(Dataset entries)
★ ★ ★ ★

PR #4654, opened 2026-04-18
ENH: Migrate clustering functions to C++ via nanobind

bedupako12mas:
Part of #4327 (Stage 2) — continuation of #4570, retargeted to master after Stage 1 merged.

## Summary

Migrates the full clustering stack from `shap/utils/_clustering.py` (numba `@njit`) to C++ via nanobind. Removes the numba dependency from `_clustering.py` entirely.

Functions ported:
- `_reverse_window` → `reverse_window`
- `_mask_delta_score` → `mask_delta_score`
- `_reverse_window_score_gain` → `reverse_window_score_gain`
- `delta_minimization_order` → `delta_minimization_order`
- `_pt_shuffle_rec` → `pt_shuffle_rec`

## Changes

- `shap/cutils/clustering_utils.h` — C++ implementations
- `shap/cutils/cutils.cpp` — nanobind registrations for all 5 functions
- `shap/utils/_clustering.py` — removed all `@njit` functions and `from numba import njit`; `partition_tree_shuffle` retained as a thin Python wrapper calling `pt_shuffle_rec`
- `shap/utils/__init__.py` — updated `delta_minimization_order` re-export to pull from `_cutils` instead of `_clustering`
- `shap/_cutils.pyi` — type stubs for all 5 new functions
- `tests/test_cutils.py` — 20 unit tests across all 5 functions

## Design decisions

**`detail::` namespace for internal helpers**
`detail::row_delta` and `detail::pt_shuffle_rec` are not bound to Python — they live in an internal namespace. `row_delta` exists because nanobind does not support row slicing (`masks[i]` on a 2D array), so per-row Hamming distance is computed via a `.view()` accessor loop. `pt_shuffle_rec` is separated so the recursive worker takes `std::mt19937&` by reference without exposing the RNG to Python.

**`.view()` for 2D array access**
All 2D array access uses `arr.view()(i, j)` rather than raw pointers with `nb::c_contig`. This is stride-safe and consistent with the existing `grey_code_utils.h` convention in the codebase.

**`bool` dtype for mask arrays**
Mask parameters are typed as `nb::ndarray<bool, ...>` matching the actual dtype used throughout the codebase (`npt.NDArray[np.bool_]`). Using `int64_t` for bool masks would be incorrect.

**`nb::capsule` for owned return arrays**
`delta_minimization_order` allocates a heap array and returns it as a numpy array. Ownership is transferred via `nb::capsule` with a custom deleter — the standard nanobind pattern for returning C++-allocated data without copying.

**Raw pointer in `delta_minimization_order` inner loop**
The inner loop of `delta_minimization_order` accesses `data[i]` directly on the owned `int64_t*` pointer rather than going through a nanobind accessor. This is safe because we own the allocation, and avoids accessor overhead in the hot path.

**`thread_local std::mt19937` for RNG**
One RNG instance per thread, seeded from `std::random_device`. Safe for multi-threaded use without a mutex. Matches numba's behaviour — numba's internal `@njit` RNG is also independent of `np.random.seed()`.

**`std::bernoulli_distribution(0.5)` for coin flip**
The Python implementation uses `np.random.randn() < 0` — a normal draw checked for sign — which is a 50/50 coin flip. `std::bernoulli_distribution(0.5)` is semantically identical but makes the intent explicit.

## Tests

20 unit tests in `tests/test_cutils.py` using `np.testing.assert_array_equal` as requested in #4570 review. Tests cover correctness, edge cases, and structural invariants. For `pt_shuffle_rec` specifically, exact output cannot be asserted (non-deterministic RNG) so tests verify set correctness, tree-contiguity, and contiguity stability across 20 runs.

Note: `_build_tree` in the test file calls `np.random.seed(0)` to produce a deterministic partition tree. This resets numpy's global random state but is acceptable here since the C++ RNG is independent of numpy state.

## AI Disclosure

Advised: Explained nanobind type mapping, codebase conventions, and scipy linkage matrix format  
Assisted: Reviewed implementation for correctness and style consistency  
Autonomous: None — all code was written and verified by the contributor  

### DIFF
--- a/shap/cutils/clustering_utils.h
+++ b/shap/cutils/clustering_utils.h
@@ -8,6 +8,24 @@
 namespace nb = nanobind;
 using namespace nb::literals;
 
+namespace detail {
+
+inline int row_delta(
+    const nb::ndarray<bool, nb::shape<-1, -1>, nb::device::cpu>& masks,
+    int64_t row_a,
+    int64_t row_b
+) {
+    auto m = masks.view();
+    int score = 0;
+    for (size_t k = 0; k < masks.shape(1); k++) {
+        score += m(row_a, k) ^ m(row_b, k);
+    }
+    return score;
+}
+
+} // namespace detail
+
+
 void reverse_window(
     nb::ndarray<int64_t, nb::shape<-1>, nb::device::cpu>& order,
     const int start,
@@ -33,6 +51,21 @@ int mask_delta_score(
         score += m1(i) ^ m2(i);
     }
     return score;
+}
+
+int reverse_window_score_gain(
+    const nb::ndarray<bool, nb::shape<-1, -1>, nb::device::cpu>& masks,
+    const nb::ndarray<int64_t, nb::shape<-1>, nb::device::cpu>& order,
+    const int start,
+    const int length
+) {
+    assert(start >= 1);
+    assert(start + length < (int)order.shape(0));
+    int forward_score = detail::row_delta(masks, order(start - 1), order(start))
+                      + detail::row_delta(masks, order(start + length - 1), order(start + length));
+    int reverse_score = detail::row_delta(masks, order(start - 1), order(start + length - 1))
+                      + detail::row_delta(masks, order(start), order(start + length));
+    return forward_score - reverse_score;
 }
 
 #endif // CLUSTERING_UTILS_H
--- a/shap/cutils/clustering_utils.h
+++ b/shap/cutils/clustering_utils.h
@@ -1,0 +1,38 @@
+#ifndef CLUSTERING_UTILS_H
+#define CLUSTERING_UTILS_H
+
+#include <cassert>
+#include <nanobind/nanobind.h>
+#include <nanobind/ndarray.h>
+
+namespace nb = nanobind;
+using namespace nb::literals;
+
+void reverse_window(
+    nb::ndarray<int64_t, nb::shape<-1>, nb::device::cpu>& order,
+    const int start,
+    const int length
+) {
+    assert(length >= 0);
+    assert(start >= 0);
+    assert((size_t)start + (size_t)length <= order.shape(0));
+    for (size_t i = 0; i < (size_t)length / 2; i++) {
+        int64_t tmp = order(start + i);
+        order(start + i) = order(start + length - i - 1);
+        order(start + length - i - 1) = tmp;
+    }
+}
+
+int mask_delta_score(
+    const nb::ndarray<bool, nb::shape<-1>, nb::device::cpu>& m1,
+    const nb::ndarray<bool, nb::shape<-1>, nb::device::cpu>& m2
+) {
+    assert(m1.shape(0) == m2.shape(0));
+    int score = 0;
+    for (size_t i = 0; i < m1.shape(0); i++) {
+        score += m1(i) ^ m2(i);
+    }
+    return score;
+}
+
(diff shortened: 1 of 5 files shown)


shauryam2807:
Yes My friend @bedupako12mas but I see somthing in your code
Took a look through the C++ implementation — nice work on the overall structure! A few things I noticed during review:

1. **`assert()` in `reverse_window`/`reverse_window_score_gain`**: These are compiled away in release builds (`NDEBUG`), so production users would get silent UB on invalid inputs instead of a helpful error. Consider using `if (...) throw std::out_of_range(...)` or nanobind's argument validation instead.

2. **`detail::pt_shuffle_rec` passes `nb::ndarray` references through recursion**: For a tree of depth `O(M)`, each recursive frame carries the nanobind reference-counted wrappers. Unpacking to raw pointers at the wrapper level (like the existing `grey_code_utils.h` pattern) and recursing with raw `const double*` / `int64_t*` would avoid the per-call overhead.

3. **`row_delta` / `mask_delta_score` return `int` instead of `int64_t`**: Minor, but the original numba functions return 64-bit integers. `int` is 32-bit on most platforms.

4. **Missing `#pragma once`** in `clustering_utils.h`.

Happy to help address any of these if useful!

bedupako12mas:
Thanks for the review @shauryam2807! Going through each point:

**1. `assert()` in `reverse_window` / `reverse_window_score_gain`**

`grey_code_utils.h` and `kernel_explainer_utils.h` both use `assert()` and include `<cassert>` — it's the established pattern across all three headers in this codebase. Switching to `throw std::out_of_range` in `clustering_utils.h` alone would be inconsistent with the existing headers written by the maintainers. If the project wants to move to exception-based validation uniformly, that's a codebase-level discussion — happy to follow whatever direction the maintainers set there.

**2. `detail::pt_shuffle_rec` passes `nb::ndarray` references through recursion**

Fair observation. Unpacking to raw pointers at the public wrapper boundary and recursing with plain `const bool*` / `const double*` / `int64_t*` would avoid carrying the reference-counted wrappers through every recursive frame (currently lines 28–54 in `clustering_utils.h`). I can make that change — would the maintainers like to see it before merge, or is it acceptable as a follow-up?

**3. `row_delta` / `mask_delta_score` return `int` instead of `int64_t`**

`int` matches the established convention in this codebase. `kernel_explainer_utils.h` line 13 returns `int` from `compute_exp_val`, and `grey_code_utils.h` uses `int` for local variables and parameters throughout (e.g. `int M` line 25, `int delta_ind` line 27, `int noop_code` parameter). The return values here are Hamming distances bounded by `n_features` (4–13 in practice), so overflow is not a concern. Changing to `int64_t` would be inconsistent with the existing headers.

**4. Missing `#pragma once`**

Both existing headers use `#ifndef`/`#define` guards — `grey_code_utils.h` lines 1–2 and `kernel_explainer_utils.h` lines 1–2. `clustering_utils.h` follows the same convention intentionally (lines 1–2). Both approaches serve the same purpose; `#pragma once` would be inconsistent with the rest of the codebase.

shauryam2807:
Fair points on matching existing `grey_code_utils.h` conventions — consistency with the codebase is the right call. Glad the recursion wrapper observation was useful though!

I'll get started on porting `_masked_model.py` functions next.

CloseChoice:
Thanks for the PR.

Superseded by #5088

★ ★ ★ ★

§ Work item
Copy all lines of the records that have the string "conventions" in them.

§ Result below
Advised: Explained nanobind type mapping, codebase conventions, and scipy linkage matrix format  
Fair points on matching existing `grey_code_utils.h` conventions — consistency with the codebase is the right call. Glad the recursion wrapper observation was useful though!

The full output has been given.